Predicate Information (identified by operation id):
---------------------------------------------------
   1 - filter("FLDR_KEY"=(-41)
   3 - filter("TF"."PAR_FLDR_KEY" IS NULL)
   4 - access("REC_PATH"."FLDR_KEY"="TF"."PAR_FLDR_KEY")
   6 - filter("TF"."PAR_FLDR_KEY" IS NOT NULL)

There are three changes to notice in this plan – which (for the OP) was much slower than the 12.1.0.2 plan. First, the order of the hash join has changed, the recursive with pump is now the second child (probe table) in the join (and again shows no value for E-Rows); secondly that Oracle has introduced an extra operation – the buffer sort (reuse) – populated by the table access full – as the build table; thirdly (presumably the point of buffer sort (reuse) operation) the number of buffer visits has dropped from a few hundred to a couple of dozen.

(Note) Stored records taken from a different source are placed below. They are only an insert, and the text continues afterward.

PR #1930, opened 2025-02-18
Working on api reduction

adamdebreceni:

### For all changes:
     in the commit message?

### For code changes:

### Note:

### DIFF
--- a/extension-utils/include/utils/ProcessorConfigUtils.h
+++ b/extension-utils/include/utils/ProcessorConfigUtils.h
@@ -25,6 +25,7 @@
 #include "core/ProcessContext.h"
 #include "core/PropertyType.h"
 #include "utils/Enum.h"
+#include "minifi-cpp/Exception.h"
 
 namespace org::apache::nifi::minifi::utils {
 
--- a/extensions/expression-language/ProcessContextExpr.h
+++ b/extensions/expression-language/ProcessContextExpr.h
@@ -34,35 +34,19 @@ namespace org::apache::nifi::minifi::core {
  */
 class ProcessContextExpr final : public core::ProcessContextImpl {
  public:
-  ProcessContextExpr(Processor& processor, controller::ControllerServiceProvider* controller_service_provider,
-                     const std::shared_ptr<core::Repository> &repo, const std::shared_ptr<core::Repository> &flow_repo,
-                     const std::shared_ptr<core::ContentRepository> &content_repo = core::repository::createFileSystemRepository())
-      : core::ProcessContextImpl(processor, controller_service_provider, repo, flow_repo, content_repo),
-        logger_(logging::LoggerFactory<ProcessContextExpr>::getLogger()) {
-  }
-
-  ProcessContextExpr(Processor& processor, controller::ControllerServiceProvider* controller_service_provider,
-                     const std::shared_ptr<core::Repository> &repo, const std::shared_ptr<core::Repository> &flow_repo, const std::shared_ptr<minifi::Configure> &configuration,
-                     const std::shared_ptr<core::ContentRepository> &content_repo = core::repository::createFileSystemRepository())
-      : core::ProcessContextImpl(processor, controller_service_provider, repo, flow_repo, configuration, content_repo),
-        logger_(logging::LoggerFactory<ProcessContextExpr>::getLogger()) {
-  }
-
   ~ProcessContextExpr() override = default;
 
-  nonstd::expected<std::string, std::error_code> getProperty(std::string_view name, const FlowFile*) const override;
-  nonstd::expected<std::string, std::error_code> getDynamicProperty(std::string_view name, const FlowFile*) const override;
+  nonstd::expected<std::string, std::error_code> getProperty(ProcessContext& context, std::string_view name, const FlowFile*) const override;
+  nonstd::expected<std::string, std::error_code> getDynamicProperty(ProcessContext& context, std::string_view name, const FlowFile*) const override;
+//
+//  nonstd::expected<void, std::error_code> setProperty(std::string_view name, std::string value);
+//  nonstd::expected<void, std::error_code> setDynamicProperty(std::string name, std::string value);
 
-  nonstd::expected<void, std::error_code> setProperty(std::string_view name, std::string value) override;
-  nonstd::expected<void, std::error_code> setDynamicProperty(std::string name, std::string value) override;
-
-  std::map<std::string, std::string> getDynamicProperties(const FlowFile*) const override;
+  std::map<std::string, std::string> getDynamicProperties(ProcessContext& context, const FlowFile*) const override;
 
  private:
   mutable std::unordered_map<std::string, expression::Expression, utils::string::transparent_string_hash, std::equal_to<>> cached_expressions_;
   mutable std::unordered_map<std::string, expression::Expression, utils::string::transparent_string_hash, std::equal_to<>> cached_dynamic_expressions_;
-
-  std::shared_ptr<logging::Logger> logger_;
 };
 
 }  // namespace org::apache::nifi::minifi::core
--- a/extensions/python/ExecutePythonProcessor.cpp
+++ b/extensions/python/ExecutePythonProcessor.cpp
@@ -31,16 +31,12 @@
 #include "utils/StringUtils.h"
 #include "utils/file/FileUtils.h"
 #include "utils/ProcessorConfigUtils.h"
-#include "utils/PropertyErrors.h"
+#include "minifi-cpp/utils/PropertyErrors.h"
+#include "minifi-cpp/core/ProcessorDescriptor.h"
 
 namespace org::apache::nifi::minifi::extensions::python::processors {
 
-void ExecutePythonProcessor::initialize() {
-  if (getSupportedProperties().empty()) {
-    setSupportedProperties(Properties);
-    setSupportedRelationships(Relationships);
-  }
-
+void ExecutePythonProcessor::initialize(core::ProcessorDescriptor& self) {
   if (processor_initialized_) {
     logger_->log_debug("Processor has already been initialized, returning...");
     return;
@@ -56,6 +52,13 @@ void ExecutePythonProcessor::initialize() {
   // so that we can provide manifest of processor identity on C2
   python_script_engine_ = createScriptEngine();
   initalizeThroughScriptEngine();
+
+  std::vector<core::PropertyReference> all_properties{Properties.begin(), Properties.end()};
+  for (auto& python_prop : python_properties_) {
+    all_properties.push_back(python_prop.getReference());
+  }
+  self.setSupportedProperties(all_properties);
+  self.setSupportedRelationships(Relationships);
 }
 
 void ExecutePythonProcessor::initalizeThroughScriptEngine() {
@@ -80,7 +83,7 @@ void ExecutePythonProcessor::initalizeThroughScriptEngine() {
 }
 
 void ExecutePythonProcessor::onSchedule(core::ProcessContext& context, core::ProcessSessionFactory& /*sessionFactory*/) {
-  addAutoTerminatedRelationship(Original);
+  context.addAutoTerminatedRelationship(Original);
   if (!processor_initialized_) {
     loadScript();
     python_script_engine_ = createScriptEngine();
@@ -220,63 +223,8 @@ void ExecutePythonProcessor::addProperty(const std::string &name, const std::str
   python_properties_.emplace_back(property);
 }
 
-nonstd::expected<std::string, std::error_code> ExecutePythonProcessor::getProperty(std::string_view name) const {
-  if (auto non_python_property = ConfigurableComponentImpl::getProperty(name)) {
-    return *non_python_property;
-  }
-  std::lock_guard<std::mutex> lock(python_properties_mutex_);
-  auto it = ranges::find_if(python_properties_, [&name](const auto& item){
-    return item.getName() == name;
-  });
-  if (it != python_properties_.end()) {
-    return it->getValue() | utils::transform([](const std::string_view value_view) -> std::string { return std::string{value_view}; });
-  }
-  return nonstd::make_unexpected(core::PropertyErrorCode::NotSupportedProperty);
-}
-
-nonstd::expected<void, std::error_code> ExecutePythonProcessor::setProperty(std::string_view name, std::string value) {
-  auto set_non_python_property = ConfigurableComponentImpl::setProperty(name, value);
-  if (set_non_python_property || set_non_python_property.error() != core::PropertyErrorCode::NotSupportedProperty) {
-    return set_non_python_property;
-  }
-  std::lock_guard<std::mutex> lock(python_properties_mutex_);
-  auto it = ranges::find_if(python_properties_, [&name](const auto& item){
-    return item.getName() == name;
-  });
-  if (it != python_properties_.end()) {
-    return it->setValue(std::move(value));
-  }
-  return nonstd::make_unexpected(core::PropertyErrorCode::NotSupportedProperty);
-}
-
-nonstd::expected<core::PropertyReference, std::error_code> ExecutePythonProcessor::getPropertyReference(std::string_view name) const {
-  if (const auto non_python_property = ConfigurableComponentImpl::getPropertyReference(name)) {
-    return *non_python_property;
-  }
-  std::lock_guard<std::mutex> lock(python_properties_mutex_);
-  auto it = ranges::find_if(python_properties_, [&name](const auto& item){
-    return item.getName() == name;
-  });
-  if (it != python_properties_.end()) {
-    return it->getReference();
-  }
-  return nonstd::make_unexpected(core::PropertyErrorCode::NotSupportedProperty);
-}
-
-std::map<std::string, core::Property> ExecutePythonProcessor::getSupportedProperties() const {
-  auto result = ConfigurableComponentImpl::getSupportedProperties();
-
-  std::lock_guard<std::mutex> lock(python_properties_mutex_);
-
-  for (const auto &property : python_properties_) {
-    result.insert({ property.getName(), property });
-  }
-
-  return result;
-}
-
 std::vector<core::Relationship> ExecutePythonProcessor::getPythonRelationships() const {
-  auto relationships = getSupportedRelationships();
+  std::vector<core::Relationship> relationships{Relationships.begin(), Relationships.end()};
   auto custom_relationships = python_script_engine_->getCustomPythonRelationships();
   relationships.reserve(relationships.size() + std::distance(custom_relationships.begin(), custom_relationships.end()));
   relationships.insert(relationships.end(), custom_relationships.begin(), custom_relationships.end());
--- a/extensions/standard-processors/processors/DefragmentText.h
+++ b/extensions/standard-processors/processors/DefragmentText.h
@@ -115,7 +115,6 @@ class DefragmentText : public core::ProcessorImpl {
   void onSchedule(core::ProcessContext& context, core::ProcessSessionFactory& session_factory) override;
   void onTrigger(core::ProcessContext& context, core::ProcessSession& session) override;
   void restore(const std::shared_ptr<core::FlowFile>& flowFile) override;
-  std::set<core::Connectable*> getOutGoingConnections(const std::string &relationship) override;
 
  protected:
   class Buffer {
--- a/libminifi/src/core/FlowConfiguration.cpp
+++ b/libminifi/src/core/FlowConfiguration.cpp
@@ -26,6 +26,7 @@
 #include "processors/ProcessorUtils.h"
 #include "utils/StringUtils.h"
 #include "utils/file/FileUtils.h"
+#include "core/ProcessorProxy.h"
 
 namespace org::apache::nifi::minifi::core {
 
--- a/libminifi/src/core/Processor.cpp
+++ b/libminifi/src/core/Processor.cpp
@@ -1,0 +1,379 @@
+/**
+ * @file Processor.cpp
+ * Processor class implementation
+ *
+ * Licensed to the Apache Software Foundation (ASF) under one or more
+ * contributor license agreements.  See the NOTICE file distributed with
+ * this work for additional information regarding copyright ownership.
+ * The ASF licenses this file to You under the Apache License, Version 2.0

Finally let’s check what happens if we set the OFE (optimizer_features_enable) to 12.1.0.2 while running 12.2.0.1

----------------------------------------------------------------------------------------------------------------------------------------------
| Id  | Operation                                 | Name        | Starts | E-Rows | A-Rows |   A-Time   | Buffers |  OMem |  1Mem | Used-Mem |
----------------------------------------------------------------------------------------------------------------------------------------------
|   0 | SELECT STATEMENT                          |             |      1 |        |      1 |00:00:00.01 |      47 |       |       |          |
|*  1 |  VIEW                                     |             |      1 |    801 |      1 |00:00:00.01 |      47 |       |       |          |
|   2 |   UNION ALL (RECURSIVE WITH) BREADTH FIRST|             |      1 |        |   1580 |00:00:00.01 |      47 | 36864 | 36864 |  102K (0)|
|*  3 |    TABLE ACCESS FULL                      | TEST_FOLDER |      1 |    161 |    161 |00:00:00.01 |      24 |       |       |          |
|*  4 |    HASH JOIN                              |             |      8 |    640 |   1419 |00:00:00.01 |      23 |  1797K|  1797K| 1573K (0)|
|   5 |     RECURSIVE WITH PUMP                   |             |      8 |        |   1580 |00:00:00.01 |       0 |       |       |          |
|   6 |     BUFFER SORT (REUSE)                   |             |      8 |        |  11352 |00:00:00.01 |      23 | 73728 | 73728 |          |
|*  7 |      TABLE ACCESS FULL                    | TEST_FOLDER |      1 |   1419 |   1419 |00:00:00.01 |      23 |       |       |          |
----------------------------------------------------------------------------------------------------------------------------------------------

Predicate Information (identified by operation id):
---------------------------------------------------
   1 - filter("FLDR_KEY"=(-41))
   3 - filter("TF"."PAR_FLDR_KEY" IS NULL)
   4 - access("REC_PATH"."FLDR_KEY"="TF"."PAR_FLDR_KEY")
   7 - filter("TF"."PAR_FLDR_KEY" IS NOT NULL)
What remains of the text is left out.